- WHAT THIS TASK INVOLVES:
Each line containing the string "SetKey" should be copied out of the entries.

[Stored data]
****

Issue #129, opened 2016-09-21
Move env into separate file


pkishino:
A suggestion to enhance this and simplify running:
Instead of passing in the various environmental variables on the command line, place them all in one file, perhaps if you switch vpns, one per provider. File looks like this
```
OPENVPN_PROVIDER=PROVIDER_NAME
OPENVPN_CONFIG=PROVIDER_CONFIG
OPENVPN_USERNAME=USERNAME
OPENVPN_PASSWORD=PASSWORD
LOCAL_NETWORK=0.0.0.0/24
no_proxy=*.local,169.254/16
PATH=/usr/local/sbin:/usr/local/bin:/usr/sbin:/usr/bin:/sbin:/bin
TRANSMISSION_ALT_SPEED_DOWN=50
TRANSMISSION_ALT_SPEED_ENABLED=false
TRANSMISSION_ALT_SPEED_TIME_BEGIN=540
.
.
.
```
then when you load docker, instead of having all the -e XXX you just need one parameter:
`--env-file filename`
this will read in all the env variables then.
Well, I guess you could compile the whole thing into one compose or such but this way makes it easy to switch between vpn providers by just having a separate file for each.
You could even externalise the transmission part and just have one and source it into each file..
anyway, just an idea

I was thinking this could be added to readme or create a template env-file and add.

pkishino:
I'll look at creating a PR with this

haugene:
Hey!

Yes, this can greatly reduce the number of arguments to the `docker run` command and adding a hint on how to use this in the README under tips and tricks and maybe also a template file showing how it's done is a good idea.

I do however have a strong feeling that a lot of users run the container on their NAS and then they rather want to configure all the env variables through the NAS web interface instead of having it as a file in the nas system. But that'll be up to them.

See what you end up with, a PR with some usage tricks is always great :smile:

haugene:
Closing this after merge of #142

PR #133, opened 2016-09-28
Suggestion reported in #129

pkishino:
Here I have added the DockerEnv file I mentioned in #129 
*Also added SmartVPN to supported providers.


haugene:
Hey, neat to have this trick in the README. But should it really contain all the settings as a default? For my setup I would only put the variables I wanted to override from defaults, maybe it's just me :)

Anyways. Maybe move the docs down a little as we should introduce the most core configs to begin with. Maybe under the Transmission configuration part, as this really starts being handy when you override a lot of transmission settings. Or under tips and tricks. I think I'll also move the whole reverse proxy using nginx down a bit, it's not as relevant now that the LOCAL_NETWORK option is here.

And in your DockerEnv file, what's the "no_proxy" env variable you're setting?

pkishino:
well, I thought I would include a file that contains ALL the settings so people can make copies of it and customise.
Ill redo the readme a bit then.

Issue #132, opened 2016-09-27
Add Windscribe to VPN Providers


carlyman:
Switched VPN providers and forget to check whether you supported or not.  If it could be added, it'd be much appreciated.

Here's a scrubbed version of the opvn config:
[Windscribe.ovpn.txt](https://github.com/haugene/docker-transmission-openvpn/files/496831/Windscribe.ovpn.txt)

-JC

carlyman:
Missed the ability to add custom VPN from the readme as well as notes in #60 ..as such, closing issue.

carlyman:
I followed the process of a customer VPN per the readme and #60; however, the log looks like its getting stuck:
`Using OpenVPN provider: CUSTOM`
`No VPN configuration provided. Using default.`
`Setting OPENVPN credentials...`
`adding route to local network 192.168.0.0/24 via 172.17.0.1 dev eth0`
`Wed Sep 28 00:49:28 2016 OpenVPN 2.3.2 x86_64-pc-linux-gnu [SSL (OpenSSL)] [LZO] [EPOLL] [PKCS11] [eurephia] [MH] [IPv6] built on Dec  1 2014`

pkishino:
I can take a look at this, but please provide me with a windscribe.ovpn config WITH the certificates so I can add it to the repo

carlyman:
Which certificates do I share (want to make sure I don't share anything private obviously)...just the text in the ovpn file that I removed?   Additionally, dere's a link to the CA Cert and TLS Auth Key: https://assets.windscribe.com/desktop/other/openvpn_cert.zip

haugene:
If the .ovpn files are not public, ie they are generated for you personally then there's no way around the CUSTOM approach. As long as you make the appropriate changes in paths to ca/tls keys in your ovpn files it should work...

carlyman:
Ok, I checked and from what I can tell the ovpn file is not uniquely created or contain anything unique to my account.  There are differences based on which country you choose it seems, so not sure how best to get you that info?  I've attached one example: 
[Windscribe-Switzerland.ovpn.txt](https://github.com/haugene/docker-transmission-openvpn/files/501782/Windscribe-Switzerland.ovpn.txt)

pkishino:
You should be able to download or link me a zip containing all the ovpn
configurations

carlyman:
Here you go
[...]

PR #136, opened 2016-10-02
Windscribe support

pkishino:
added windscribe #132


haugene:
Hello again Patrick, and thank you for your continued contributions to this container! This all looks good to me, I just have a couple of comments on this before merging.

I suggest a rename of the files, removing the "Windscribe-" prefix. The user will already specify provider as being windscribe and I think it would be cleaner to then just specify "Australia-tcp" etc as provider. And also, adding windscribe to the README would be great ;)

pkishino:
good suggestion, will fix

haugene:
Sweet! But after renaming the files you need to recreate the symlink for the default.ovpn.
Do you mind doing that last fix, and I'll merge it? Been setting up a new computer over the weekend and haven't really gotten to the development part yet. Thanks again!

PR #140, opened 2016-10-02
Update README.md

mrwolf78:
Synology command doesn't work; -name should be --name, name should be between "", and the position in the command doesn't work.


haugene:
Yep, that looks right ;) Thanks for contributing!

PR #1047, opened 2023-07-03
feat: Add state.NoOpClient

hermanschaaf:
Adds a `state.NoOpClient` that can be used by plugins when `plugin.SyncOptions.BackendOptions` is nil:

```
	var stateClient state.Client
	if options.BackendOptions == nil {
		c.logger.Info().Msg("No backend options provided, using no state backend")
		stateClient = state.NoOpClient{}
	} else {
 		...
```

### DIFF
--- a/state/state.go
+++ b/state/state.go
@@ -31,15 +31,15 @@ func NewClient(ctx context.Context, conn *grpc.ClientConn, tableName string) (Cl
 
 type NoOpClient struct{}
 
-func (NoOpClient) SetKey(ctx context.Context, key string, value string) error {
+func (*NoOpClient) SetKey(ctx context.Context, key string, value string) error {
 	return nil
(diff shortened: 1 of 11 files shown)


state/state.go
```diff
@@ -28,3 +28,20 @@ func NewClient(ctx context.Context, conn *grpc.ClientConn, tableName string) (Cl
 	}
 	return nil, fmt.Errorf("please upgrade your state backend plugin. state supporting version 3 plugin has %v", versions.Versions)
 }
+
+type NoOpClient struct{}
+
+func (NoOpClient) SetKey(ctx context.Context, key string, value string) error {
```
yevgenypats, line 34: should it be pointer here?

yevgenypats (approved):

PR #1053, opened 2023-07-03
feat: Add `WriteInserts.GetRecords()`

disq:


message/write_message.go
```diff
@@ -86,6 +86,14 @@ func (m WriteInserts) Exists(tableName string) bool {
 	})
 }
 
+func (m WriteInserts) GetRecords() []arrow.Record {
```
disq, line 89: Could even add `WriteMigrateTables.GetTables()` but the migrate flag throws us. Could return two lists but it wouldn't look good.

yevgenypats (approved):

PR #1055, opened 2023-07-04
feat: Add batch timeout support to mixed batch writer

hermanschaaf:


writers/mixedbatchwriter/mixedbatchwriter.go
```diff
@@ -94,31 +116,42 @@ func (w *MixedBatchWriter) Write(ctx context.Context, msgChan <-chan message.Wri
...
+				err = insert.append(ctx, v)
+			case *message.WriteDeleteStale:
+				err = deleteStale.append(ctx, v)
+			default:
+				panic("unknown message type")
+			}
+			if err != nil {
+				return err
+			}
+		case <-tick:
```
disq, line 147: Wouldn't this drift and trigger before the interval is done, if the flush() in `<-msgChan` takes long? `tick` is reset only when a previous tick happens?

hermanschaaf: I believe this is what we want. The batch timeout should be a guarantee that a write will never be delayed by more than X amount of time. If we don't do it this way, then a slow trickle of messages into `<-msgChan` could cause a long delay before a batch is flushed. (Imagine batch size of 10000, batch timeout of 20 seconds, one message arriving per second. If we do it the way in this PR, batches of 20 messages will flush periodically. If not, the batch will only flush after 10000 seconds, because the timer gets reset every time a message is received)

If the flush in `<-msgChan` takes long, then yes, the ticker will trigger with a potentially empty batch, but I don't see it as a problem and it's necessary to provide the guarantee of timely delivery.

disq (approved):

yevgenypats (approved):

****

- YOUR RESPONSE:
-func (NoOpClient) SetKey(ctx context.Context, key string, value string) error {
+func (*NoOpClient) SetKey(ctx context.Context, key string, value string) error {
+func (NoOpClient) SetKey(ctx context.Context, key string, value string) error {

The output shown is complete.